Olive oil helps the harissa paste stick to the pumpkin seeds and aids in roasting to a crispy texture. Skipping it might result in less even roasting and a drier seasoning coating, so it’s best not to omit the oil for this particular recipe.
Final Thoughts
This Spicy Harissa Roasted Pumpkin Seeds Recipe is a fantastic, flavorful snack that brings a little heat and a lot of heart to your kitchen. Whether you’re looking for something to enjoy watching a game, to sprinkle on your favorite dishes, or just a snack to crunch on anytime, this recipe promises a perfect balance of spice, smokiness, and crunch. Give it a try, and watch your pumpkin seeds go from overlooked to absolute crowd-pleasers!
Print
Spicy Harissa Roasted Pumpkin Seeds Recipe
- Prep Time: 35 minutes (including 30 minutes soaking)
- Cook Time: 20-25 minutes
- Total Time: 55-60 minutes
- Yield: 4 servings
- Category: Snack
- Method: Baking
- Cuisine: Middle Eastern
- Diet: Vegetarian
Description
A flavorful and spicy snack featuring crunchy roasted pumpkin seeds coated with a zesty Mina harissa paste and aromatic spices, perfect for a healthy, savory treat or salad topping.
Ingredients
Seed Preparation
- 1 cup (about 129g) organic pumpkin seeds, raw, hulled (pepitas)
- Water for soaking
Seasoning
- 1 tsp (5ml) extra virgin olive oil
- 2 tsp (10g) Mina harissa paste
- 1/2 tsp (1g) ground cumin
- 1/2 tsp (1g) smoked paprika
- 1/4 tsp (0.5g) garlic powder
- Freshly cracked black pepper, to taste
Instructions
- Preheat Oven: Set your oven to 425°F (220°C) and allow it to heat fully to ensure the pumpkin seeds roast crispy and evenly.
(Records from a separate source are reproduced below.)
PR #2828, opened 2022-03-28
Fix delete all "Seaweed-" prefixed tagging error

guo-sj:


weed/server/filer_server_handlers_tagging.go
```diff
@@ -81,8 +81,10 @@ func (fs *FilerServer) DeleteTaggingHandler(w http.ResponseWriter, r *http.Reque
 	// parse out tags to be deleted
 	toDelete := strings.Split(r.URL.Query().Get("tagging"), ",")
 	deletions := make(map[string]struct{})
-	for _, deletion := range toDelete {
-		deletions[deletion] = struct{}{}
```
chrislusf, line 85: You can also just fix by checking `deletion == ""` or not.

guo-sj: I've updated it accordingly.

PR #2868, opened 2022-04-04
hashicorp raft

kmlebedev:
https://github.com/chrislusf/seaweedfs/issues/2804


chrislusf:
The logic is mixed together. How about adding some interfaces instead of if/else for the raft server checking?

Please separate into 2 PRs. The first do the refactoring, and the second implement the hashicorp raft.

kmlebedev:
There will be no long-term profit from this, if the hashicorp experiment is successful, then the old raft will need to be removed. 

So for the transitional period, this is quite acceptable and I don’t want to overload the logic with another interface, and after removing the old raft, deep refactoring will be needed.

Therefore, you do not want to do refactoring for the sake of refactoring prematurely.

chrislusf:
ok. let me know when this PR is stable enough.

weed/server/raft_hashicorp.go
```diff
@@ -25,7 +73,7 @@ func NewHashicorpRaftServer(option *RaftServerOption) (*RaftServer, error) {
 	}
 
 	c := raft.DefaultConfig()
-	c.LocalID = raft.ServerID(s.serverAddr) // TODO maybee the IP:port address will change
+	c.LocalID = raft.ServerID(s.serverAddr.String()) // TODO maybee the IP:port address will change
```
chrislusf: Need to use the raw string instead of String() function. 
String() returns server + http port only.

weed/server/raft_hashicorp.go
```diff
@@ -66,32 +114,17 @@ func NewHashicorpRaftServer(option *RaftServerOption) (*RaftServer, error) {
...
-			if peer == option.ServerAddr {
-				continue
-			}
-			cfg.Servers = append(cfg.Servers, raft.Server{
-				Suffrage: raft.Voter,
-				ID:       raft.ServerID(peer),
-				Address:  raft.ServerAddress(peer.ToGrpcAddress()),
-			})
-		}
+	if option.RaftBootstrap || len(s.RaftHashicorp.GetConfiguration().Configuration().Servers) == 0 {
```
chrislusf, line 150: Need to wait some random time, in case all servers do this at the same time.

kmlebedev: A good decision would be to take a lock to the one who is the first

chrislusf:
The raft algorithm is basically the same. The library is updated, which is nice. But it may not "solve" some issues. Just be careful not to introduce new problems and take more time to test.

weed/server/raft_hashicorp.go
kmlebedev: add wait random time
```
I0405 10:39:21     1 raft_hashicorp.go:141] Bootstrapping idx: 0 sleep: 0s new cluster: {Servers:[{Suffrage:Voter ID:master2:9335 Address:master2:19335} {Suffrage:Voter ID:master0:9333 Address:master0:19333} {Suffrage:Voter ID:master1:9334 Address:master1:19334}]}

I0405 10:39:20     1 raft_hashicorp.go:141] Bootstrapping idx: 1 sleep: 357.129207ms new cluster: {Servers:[{Suffrage:Voter ID:master0:9333 Address:master0:19333} {Suffrage:Voter ID:master2:9335 Address:master2:19335} {Suffrage:Voter ID:master1:9334 Address:master1:19334}]}

I0405 10:39:20     1 raft_hashicorp.go:141] Bootstrapping idx: 2 sleep: 832.2263ms new cluster: {Servers:[{Suffrage:Voter ID:master1:9334 Address:master1:19334} {Suffrage:Voter ID:master2:9335 Address:master2:19335} {Suffrage:Voter ID:master0:9333 Address:master0:19333}]}
```

kmlebedev:
> The raft algorithm is basically the same. The library is updated, which is nice. But it may not "solve" some issues. Just be careful not to introduce new problems and take more time to test.

@chrislusf 
I've already tested
1. create a new cluster
2. reboot the entire cluster with restored max volume id
3. reboot the entire cluster with a change in peers

kmlebedev:
@chrislusf PR deployed in testing, everything is fine

chrislusf:
Shell commands should be optional, not required for adding/removing servers.

kmlebedev:
> Shell commands should be optional, not required for adding/removing servers.

I'm currently working on it, but somehow OnPeerUpdate is not being called obviously

chrislusf:
This 100 should not matter.

kmlebedev:
> This 100 should not matter.

@chrislusf exactly ?
This is bug, see https://go.dev/play/p/qXWzGiL0HPt

kmlebedev:
> I do not understand why need to remove old raft server. Is it not working?

Overcame. I wrote to a channel that did not have a reader, so the onPeerUpdate function was blocked accordingly

weed/server/raft_hashicorp.go
```diff
@@ -0,0 +1,182 @@
...
+				peerLeader := string(s.serverAddr)
+				existsPeerName := make(map[string]bool)
+				for _, server := range s.RaftHashicorp.GetConfiguration().Configuration().Servers {
+					if string(server.ID) == peerLeader {
+						continue
+					}
+					existsPeerName[string(server.ID)] = true
+				}
+				for _, peer := range s.peers {
+					if peer.String() == peerLeader || existsPeerName[peer.String()] {
```
chrislusf: need to avoid using serverAddress.String() here. Use the full ServerAddress string.

chrislusf:
LGTM in general. Thanks for the effort!

* Need to use the full ServerAddress as the identifier.
* May use "cluster.raft.{ps,add,remove}" instead of "raft.server.{add,remove}" and "raft.cluster.ps".

kmlebedev:
@kmlebedev Done

kungf:
hi, @chrislusf @kmlebedev It's time to remove the old raft? It was so confused about two rafts left in the code！
which one should I choose？

kmlebedev:
@kungf Now it seems that both raft are working fine, but changing peers without deleting the state is supported only in hashicorp raft.

kungf:
@kmlebedev thanks for your reply！ Can I upgrade raft to hashicorp in old cluster safely with lost snapshot？

kmlebedev:
> @kmlebedev thanks for your reply！ Can I upgrade raft to hashicorp in old cluster safely with lost snapshot？

No, the update must be performed while the service is stopped. And run the cluster in RO mode (with blocking on the ingress side of PUT and POST requests) until all volumes are read up to 15 seconds.

PR #2879, opened 2022-04-06
remove Redundant type conversion and use strings.TrimSuffix to enhance readability

leyou240:
remove Redundant type conversion and use strings.TrimSuffix to enhance readability


chrislusf:
Thanks! Good to learn this!

PR #2885, opened 2022-04-07
fix: master lose some volumes

binbinshi:
how to reproduce the error ; 

1.  start a volume and a master  
2. Add code in the for loop of master_grpc_server.go, the for loop return after some times;   The purpose is to enter the defer func of SendHeartbeat;
3.  debug or time.Sleep in defer func , now restart volume， repeat register to master ;
4.  ms.topo will remove the dataNode , but at the same time volume register in topo ;
5. topo has the dn, but the dn's volumes not removed and sync to filer and master;
6. volume-server heartbeat sync is normal but fiiler and master doesn't know the volumes info ; 
7. so some volumes are lose can't get .

### DIFF
--- a/weed/server/master_grpc_server.go
+++ b/weed/server/master_grpc_server.go
@@ -113,6 +113,9 @@ func (ms *MasterServer) SendHeartbeat(stream master_pb.Seaweed_SendHeartbeatServ
 		}
 
 		if len(heartbeat.Volumes) > 0 || heartbeat.HasNoVolumes {
+			dcName, rackName := ms.Topo.Configuration.Locate(heartbeat.Ip, heartbeat.DataCenter, heartbeat.Rack)
+			ms.Topo.DataNodeRegistration(dcName, rackName, dn)
+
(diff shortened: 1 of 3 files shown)


weed/server/master_grpc_server.go
```diff
@@ -113,6 +113,9 @@ func (ms *MasterServer) SendHeartbeat(stream master_pb.Seaweed_SendHeartbeatServ
 		}
 
 		if len(heartbeat.Volumes) > 0 || heartbeat.HasNoVolumes {
+			dcName, rackName := ms.Topo.Configuration.Locate(heartbeat.Ip, heartbeat.DataCenter, heartbeat.Rack)
+			ms.Topo.DataNodeRegistration(dcName, rackName, dn)
```
chrislusf, line 117: Also need to do it this for EcVolumes?

binbinshi: ecShardTickChan is 17 times larger than volumeTickChan so I don't think it's necessary.

PR #2886, opened 2022-04-07
Change filer-ui to bootstrap style

blacktear23:
Change filer-ui to bootstrap style.

As seaweedfs already contains bootstrap css so it is easy to change the UI style to bootstrap style.


chrislusf:
Can the "Rename" and "Delete" be changed to some icon? Similar to the folder icon size.

blacktear23:
@chrislusf what about using bootstrap's icon instead of gif for button icons?

chrislusf:
that would be better.

PR #2900, opened 2022-04-11
avoid breaking loop in cleanupUploads if error is empty

kmlebedev:


weed/shell/command_s3_clean_uploads.go
```diff
@@ -82,7 +84,7 @@ func (c *commandS3CleanUploads) cleanupUploads(commandEnv *CommandEnv, writer io
 		fmt.Fprintf(writer, "purge %s\n", deleteUrl)
 
 		err = util.Delete(deleteUrl, "")
-		if err != nil {
+		if err != nil && err.Error() != "" {
```
chrislusf, line 95: the additional check is necessary?

kmlebedev: > the additional check is necessary?

@chrislusf It is needed in order to be able to delete a file from a filer without a jwt token, but it is not deleted from the volume and return empty error string. Strange behavior, why files are deleted from filer without token ?

kmlebedev: I use jwt token on filler

```
> s3.clean.uploads -timeAgo 2h
purge http://fast-api.s3.svc:9090/buckets/cloud/.uploads/b470e03b-4851-48f5-9935-67649eda2f28?recursive=true&ignoreRecursiveError=true
> fs.ls /buckets/cloud/.uploads/
```
but s3.clean.upload remove files without jwt token

PR #2901, opened 2022-04-11
check object name and uploadID when processing  multiupload

guol-fnst:
When initializing multipartUploading , a specified uploadid will be assigned.
But we can still upload part of object successfully if a wrong object name combined with right upload id are specified.
Actually a error should be returned in this situation.

Here is a example response when wrong object name or wrong upload id are specified.

> PUT /bucket1/nnnpp?uploadId=48134035-a1e8-4308-a3b4-872373405e3f&partNumber=1 HTTP/1.1
> User-Agent: curl/7.29.0
> Host: 193.168.140.103:29000
> Accept: */*
> Date: Fri, 08 Apr 2022 09:12:59 +0000
> Authorization: AWS 1VL1TGB3NMTB6DKQBSN8:xwuT9u22zjzuz+Qi9sHROj231/A=
> Content-Length: 176
> Expect: 100-continue
>
< HTTP/1.1 404 Not Found
< Accept-Ranges: bytes
< Content-Length: 349
< Content-Type: application/xml
< Server: SeaweedFS S3
< X-Amz-Request-Id: 1649408623833001509
< Date: Fri, 08 Apr 2022 09:03:43 GMT
< Connection: close
<
* Closing connection 0
<Error><Code>NoSuchUpload</Code><Message>The specified multipart upload does not exist. The upload ID may be invalid, or the upload may have been aborted or completed.</Message><Resource>/bucket1/nnnpp</Resource><RequestId>1649408623832912777</RequestId><Key>nnnpp</Key><BucketName>bucket1</BucketName></Error>

### DIFF
--- a/weed/s3api/s3api_object_multipart_handlers.go
+++ b/weed/s3api/s3api_object_multipart_handlers.go
@@ -70,6 +70,11 @@ func (s3a *S3ApiServer) CompleteMultipartUploadHandler(w http.ResponseWriter, r 
 
 	// Get upload id.
 	uploadID, _, _, _ := getObjectResources(r.URL.Query())
+	err := s3a.chkUploadID(bucket, object, uploadID)
+	if err != nil {
+		s3err.WriteErrorResponse(w, r, s3err.ErrNoSuchUpload)
+		return
+	}
 
 	response, errCode := s3a.completeMultipartUpload(&s3.CompleteMultipartUploadInput{
 		Bucket:   aws.String(bucket),
@@ -94,6 +99,11 @@ func (s3a *S3ApiServer) AbortMultipartUploadHandler(w http.ResponseWriter, r *ht
 
 	// Get upload id.
 	uploadID, _, _, _ := getObjectResources(r.URL.Query())
+	err := s3a.chkUploadID(bucket, object, uploadID)
+	if err != nil {
+		s3err.WriteErrorResponse(w, r, s3err.ErrNoSuchUpload)
+		return
+	}
 
 	response, errCode := s3a.abortMultipartUpload(&s3.AbortMultipartUploadInput{
 		Bucket:   aws.String(bucket),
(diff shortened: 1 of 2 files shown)


chrislusf:
this will work, but add another metadata lookup.

We can hash the object key into an upload id, and just verify the hash.

chrislusf:
this will work, but add another metadata lookup.

We can hash the object key into an upload id, and just verify the hash.

weed/s3api/s3api_object_multipart_handlers.go
```diff
@@ -205,7 +206,13 @@ func (s3a *S3ApiServer) PutObjectPartHandler(w http.ResponseWriter, r *http.Requ
...
 
 	uploadID := r.URL.Query().Get("uploadId")
-	err := s3a.chkUploadID(bucket, object, uploadID)
+	exists, err := s3a.exists(s3a.genUploadsFolder(bucket), uploadID, true)
+	if !exists {
+		s3err.WriteErrorResponse(w, r, s3err.ErrNoSuchUpload)
+		return
+	}
+
+	err = s3a.chkUploadID(object, uploadID)
```
chrislusf: change `chkUploadID` to `checkUploadId`?

weed/s3api/s3api_object_multipart_handlers.go
```diff
@@ -205,7 +206,13 @@ func (s3a *S3ApiServer) PutObjectPartHandler(w http.ResponseWriter, r *http.Requ
 	bucket, object := xhttp.GetBucketAndObject(r)
 
 	uploadID := r.URL.Query().Get("uploadId")
-	err := s3a.chkUploadID(bucket, object, uploadID)
+	exists, err := s3a.exists(s3a.genUploadsFolder(bucket), uploadID, true)
```
chrislusf: this seems unnecessary. If the request can have the correct uploadId, it is unlikely the uploadId does not exist.

PR #2902, opened 2022-04-11
refactor and rm old raft

kmlebedev:


weed/server/master_grpc_server.go
```diff
@@ -262,7 +262,7 @@ func (ms *MasterServer) broadcastToClients(message *master_pb.KeepConnectedRespo
 
 func (ms *MasterServer) informNewLeader(stream master_pb.Seaweed_KeepConnectedServer) error {
 	leader, err := ms.Topo.Leader()
-	if err != nil {
+	if err == nil {
```
chrislusf: ?

kmlebedev: > ?

Thanks, that's a typo

kmlebedev:
@chrislusf Seems like more than enough time has passed to make sure the hashicorp raft is stable. I suggest replacing it

kmlebedev:
@chrislusf  If I understand correctly, then this is an intermediate step?
https://github.com/seaweedfs/seaweedfs/pull/3519
Or do you want to keep the old raft completely?

Issue #3083, opened 2022-05-20
[hashicorp raft] bug: sometimes peers are deleted after master change 


kmlebedev:
**Describe the bug**

sometimes but regularly peers are deleted after master change 

**System Setup**
```
3.04
```
```
weed master  -resumeState=true -raftHashicorp
```

**Expected behavior**

after changing the master, the list of peers was unchanged

**Additional context**
raft logs:

```
May 20, 2022 @ 12:39:21.877	2022-05-20T07:39:21.877Z [WARN]  raft: failed to contact: server-id=slow-master-0.dc2:9333 time=317.196538ms	slow-master-1	node9-dc1
May 20, 2022 @ 12:39:21.999	2022-05-20T07:39:21.999Z [WARN]  raft: heartbeat timeout reached, starting election: last-leader-addr=slow-master-1.dc1:9333 last-leader-id=	slow-master-0	node9-dc2
May 20, 2022 @ 12:39:22.001	2022-05-20T07:39:22.001Z [WARN]  raft: rejecting vote request since we have a leader: from=slow-master-0.dc2:9333 leader=slow-master-1.dc1:9333 leader-id=""	slow-master-0	node3-dc2
May 20, 2022 @ 12:39:22.002	2022-05-20T07:39:22.000Z [WARN]  raft: rejecting vote request since we have a leader: from=slow-master-0.dc2:9333 leader=slow-master-1.dc1:9333 leader-id=slow-master-1.dc1:9333	slow-master-1	node9-dc1
May 20, 2022 @ 12:39:22.164	2022-05-20T07:39:22.163Z [WARN]  raft: failed to contact: server-id=slow-master-0.dc2:9333 time=602.853871ms	slow-master-1	tech-paas-k8s-node9-dcdp
May 20, 2022 @ 12:39:22.199	2022-05-20T07:39:22.198Z [ERROR] raft: peer has newer term, stopping replication: peer="{Voter slow-master-0.dc2:9333 slow-master-0.dc2:19333}"	slow-master-1	node9-dc1
May 20, 2022 @ 12:39:22.754	2022-05-20T07:39:22.754Z [WARN]  raft: heartbeat timeout reached, starting election: last-leader-addr=slow-master-1.dc1:9333 last-leader-id=	slow-master-0	node3-dc1
[...]

PR #3338, opened 2022-07-19
rollback over onPeerUpdate implementation of automatic clean-up of failed servers in favor of synchronous ping

kmlebedev:
https://github.com/chrislusf/seaweedfs/issues/3083

# What problem are we solving?

https://github.com/chrislusf/seaweedfs/issues/3083

# How are we solving the problem?

https://github.com/chrislusf/seaweedfs/issues/3083

# Checks
- [ok] I have added unit tests if possible.
- [ok] I will add related wiki document changes and link to this PR after merging.

Issue #1820, opened 2021-02-19
Failover master servers doesn't work


paochiang:
**Describe the bug**
 Failover master servers doesn't work , after the master server failover, can't read and write normally.

**System Setup**
- List the command line to start "weed master", "weed volume", "weed filer", "weed s3", "weed mount".
```
# setup mastern (replication=001)
root@dev-4:~/swfs# weed master -port=9333 -mdir=/tmp/master0 -defaultReplication=001 -peers=localhost:9333,localhost:9334,localhost:9335 -ip=localhost
root@dev-4:~/swfs# weed master -port=9334 -mdir=/tmp/master1 -defaultReplication=001 -peers=localhost:9333,localhost:9334,localhost:9335 -ip=localhost
root@dev-4:~/swfs# weed master -port=9335 -mdir=/tmp/master2 -defaultReplication=001 -peers=localhost:9333,localhost:9334,localhost:9335 -ip=localhost

# setup volume
root@dev-4:~/swfs# weed volume -port=8080 -dir=/tmp/volume0 -ip=localhost -mserver=localhost:9333,localhost:9334,localhost:9335
root@dev-4:~/swfs# weed volume -port=8081 -dir=/tmp/volume1 -ip=localhost -mserver=localhost:9333,localhost:9334,localhost:9335
root@dev-4:~/swfs# weed volume -port=8082 -dir=/tmp/volume2 -ip=localhost -mserver=localhost:9333,localhost:9334,localhost:9335

# setup filer
root@dev-4:~/swfs# weed filer -port=8888  -ip=localhost -master=localhost:9333,localhost:9334,localhost:9335

# setup weed mount (disable cache)
root@dev-4:~/swfs# weed mount -filer=localhost:8888 -cacheCapacityMB=0 -cacheDir=/tmp/cache001 -dir=/root/swfs/mnt

# copy a directory
root@dev-4:~/swfs# cp -r /root/mydir /root/swfs/mnt/

# shut down master0 (9333)
use `ctrl + C`

# copy directory to host
cp -r /root/swfs/mnt/mydir /root/mydircopy
get error:
cp: error reading '/root/swfs/mnt/mydir/file.txt': Input/output error

#write file
cp /root/swfs/testfile.txt /root/swfs/mnt/
get error:
cp: failed to close '/root/swfs/mnt/testfile.txt': Input/output error
```

weed mount log:
```
This is SeaweedFS version 30GB 2.23 318a3d2 linux amd64
[...]

PR #3398, opened 2022-08-03
remove old raft servers if they don't answer to pings for too long

askeipx:

https://github.com/seaweedfs/seaweedfs/issues/3083

Ping masters and remove stalling ones

# Checks


chrislusf:
Prefer not to merge this. This duplicates with liveness checking via grpc connections.

This is also different from pinging the raft server when they disconnect.

askeipx:
> 

I assume you propose to ping servers only when master receives delete event in OnPeerUpdate? I don't mind doing it that way but it doesn't really change behaviour. Master pings others ~only once per minute so it doesn't create big load there. Can you describe what you don't like more specifically?

chrislusf:
> Can you describe what you don't like more specifically?

This duplicates with liveness checking via grpc connections.

askeipx:
Are you fine with pinging after master receives delete event in OnPeerUpdate?

chrislusf:
> Are you fine with pinging after master receives delete event in OnPeerUpdate?

that should be fine. Need to add a timeout for the ping operation.

askeipx:
So I should refactor all grpc_client_server.With{ClientType}Client methods to pass grpc.WaitForReady option?
So let's check some examples: if I lose 2 masters at the same time and I want to delete them from my raft servers list after 72 minutes, I will stuck on pinging first master for 72 minutes and only then will start to ping master2? or do you want to create new goroutine for each master that has been deleted? Basically that was my concern when I was making my implementation of ping

askeipx:
Which liveness check are you talking about btw? Didn't find it, where is it called from?

chrislusf:
> 



> Which liveness check are you talking about btw? Didn't find it, where is it called from?

see `weed/pb/grpc_client_server.go`

chrislusf:
> So I should refactor all grpc_client_server.With{ClientType}Client methods to pass grpc.WaitForReady option?
> So let's check some examples: if I lose 2 masters at the same time and I want to delete them from my raft servers list after 72 minutes, I will stuck on pinging first master for 72 minutes and only then will start to ping master2? or do you want to create new goroutine for each master that has been deleted? Basically that was my concern when I was making my implementation of ping

see my comment in https://github.com/seaweedfs/seaweedfs/pull/3338

askeipx:
I've seen all your comments there but it doesn't help me with my question. Timed ping request won't really work if master won't be able to create TCP connection. So I need WaitForReady + context WithTimeout to create what you want. It doesn't help me with `two masters going down at the same time` question however.
I will make some edits to this pr and will see if I made what you wanted later, I guess.

chrislusf:
the events are processed one by one. there are no updates at the same time.

askeipx:
So goroutine that gets KeepConnectedResponse will be blocked until master is pinged successfully?

askeipx:
I don't really see how it's better than pings from separate goroutine

weed/pb/grpc_client_server.go
```diff
@@ -65,15 +66,17 @@ func NewGrpcServer(opts ...grpc.ServerOption) *grpc.Server {
...
 	// opts = append(opts, grpc.WithBlock())
 	// opts = append(opts, grpc.WithTimeout(time.Duration(5*time.Second)))
 	var options []grpc.DialOption
+
 	options = append(options,
 		// grpc.WithTransportCredentials(insecure.NewCredentials()),
 		grpc.WithDefaultCallOptions(
 			grpc.MaxCallSendMsgSize(Max_Message_Size),
 			grpc.MaxCallRecvMsgSize(Max_Message_Size),
+			grpc.WaitForReady(waitForReady),
```
chrislusf, line 79: how about we just use wait for ready for all the grpc calls?

askeipx: I don't understand how it's gonna be helpful. If some server goes down and we try to wait for connection with it without timeout, then goroutine that made this call will be blocked. Why do you think it's appropriate?
I work on this project for a short time and don't know all specifics, but will WaitForReady on every grpc call really work?

kmlebedev: > how about we just use wait for ready for all the grpc calls?

We already tried it. :) 
https://github.com/seaweedfs/seaweedfs/pull/1577/files

askeipx: I don't understand what has changed since https://github.com/seaweedfs/seaweedfs/issues/1820 where this option was removed. You still insist on enabling WaitForReady for all grpc calls?

askeipx:
Can we merge this?

weed/server/master_server.go
```diff
@@ -358,5 +361,27 @@ func (ms *MasterServer) OnPeerUpdate(update *master_pb.ClusterNodeUpdate, startF
 				hashicorpRaft.ServerID(peerName),
 				hashicorpRaft.ServerAddress(peerAddress.ToGrpcAddress()), 0, 0)
 		}
+	} else {
+		pb.WithMasterClient(false, peerAddress, ms.grpcDialOption, true, func(client master_pb.SeaweedClient) error {
+			ctx, cancel := context.WithTimeout(context.TODO(), time.Minute*72)
```
chrislusf, line 364: why it is 72 minutes?

weed/server/master_server.go
```diff
@@ -358,5 +361,27 @@ func (ms *MasterServer) OnPeerUpdate(update *master_pb.ClusterNodeUpdate, startF
...
+			defer cancel()
+			if _, err := client.Ping(ctx, &master_pb.PingRequest{Target: string(peerAddress), TargetType: cluster.MasterType}); err != nil {
+				glog.V(0).Infof("master %s didn't respond to pings. remove raft server", peerName)
+				if err := ms.MasterClient.WithClient(false, func(client master_pb.SeaweedClient) error {
+					_, err := client.RaftRemoveServer(context.Background(), &master_pb.RaftRemoveServerRequest{
```
chrislusf, line 369: this is under when `!update.IsAdd`, which means it is acting upon a node deletion event.

This client is is connecting to the master, which is itself, to send a peer removal request, which will come back as another node deletion event.

Seems a dead loop?

weed/server/master_server.go
askeipx: I took it from RaftServerRemovalTime from line 37 https://github.com/kmlebedev/seaweedfs/commit/6cfbfb084941e213f38a83a763fd359cc6611108#diff-1f7b377a963eee3cdc38f3f4b7c168638a43855c5e3b03e7fcc00504dba4389aL37 . The reasoning behind this is to remove server that didn't recover for too long.
I can make this number configurable if you would like it this way

weed/server/master_server.go
askeipx: Just checked it again - RaftRemoveServer doesn't provoke OnPeerUpdate notification. It is used only to remove master from raft configuration

askeipx:
@chrislusf do you have any other comments?

chrislusf:
This branch has conflicts that must be resolved

weed/server/master_server.go
chrislusf: Merged. 

@kmlebedev 
Why we need to waitForReady here? If the connection has problem, shouldn't we declare this server is disconnected? 

The 72 minute timeout seems also too long.

kmlebedev: > The 72 minute timeout seems also too long.

@chrislusf This period should be long enough to not have the effect of temporarily taking the server out for maintenance, such as kernel upgrades, disk replacement.

chrislusf: It can be added back if it comes alive, right?

kmlebedev: > It can be added back if it comes alive, right?

Yes, but removing one node from the raft for a long time results in a quorum violation, which makes it impossible to choose a leader. Or you need to immediately check for a quorum.

PR #3402, opened 2022-08-04
refactor FilerRequest metrics

kmlebedev:

I would like more understanding of what happens when chunks are uploaded

# Checks


weed/server/filer_server_handlers.go
```diff
@@ -16,11 +16,12 @@ import (
 func (fs *FilerServer) filerHandler(w http.ResponseWriter, r *http.Request) {
 
 	start := time.Now()
-
+	stats.FilerRequestCounter.WithLabelValues(r.Method).Inc()
```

- Clean Seeds Thoroughly: Rinse the pumpkin seeds under cold water to remove any pumpkin pulp or debris. Soak them for at least 30 minutes to help float away any residual bits. Drain and pat dry thoroughly with a towel to avoid sogginess during roasting.
- Mix Harissa Paste: In a mixing bowl, combine 2 teaspoons of Mina harissa paste with 1 teaspoon of extra virgin olive oil. Stir until the mixture is smooth and evenly blended.
- Coat Seeds Completely: Add the cleaned, dried pumpkin seeds to the harissa and olive oil mixture. Stir well to coat every seed evenly. For even seasoning, you can pour the harissa mixture over the seeds twice, mixing thoroughly each time.
- Spread on Baking Sheet: Arrange the coated seeds in a single, spaced-out layer on a baking sheet, breaking apart any clusters to promote even roasting and crispness.
- Bake and Monitor: Roast the seeds in the preheated oven for about 20 minutes, stirring halfway through to ensure uniform cooking and crisping. If seeds start to burn around 15 minutes, reduce oven temperature by 25°F (14°C). If soggy after baking, return to oven for an additional 5 minutes at 425°F (220°C).
- Cool and Store: Remove from oven and let seeds cool completely on the baking sheet. Transfer cooled seeds to an airtight container to keep fresh and crunchy.
Notes
- Soaking pumpkin seeds helps remove bitterness and pumpkin residue for a cleaner taste.
- Patting the seeds dry is crucial for crispy roasting.
- Adjust harissa paste quantity according to your spice preference.
- Stirring seeds halfway through baking promotes even roasting and avoids burning.
- Store roasted seeds in an airtight container to maintain freshness.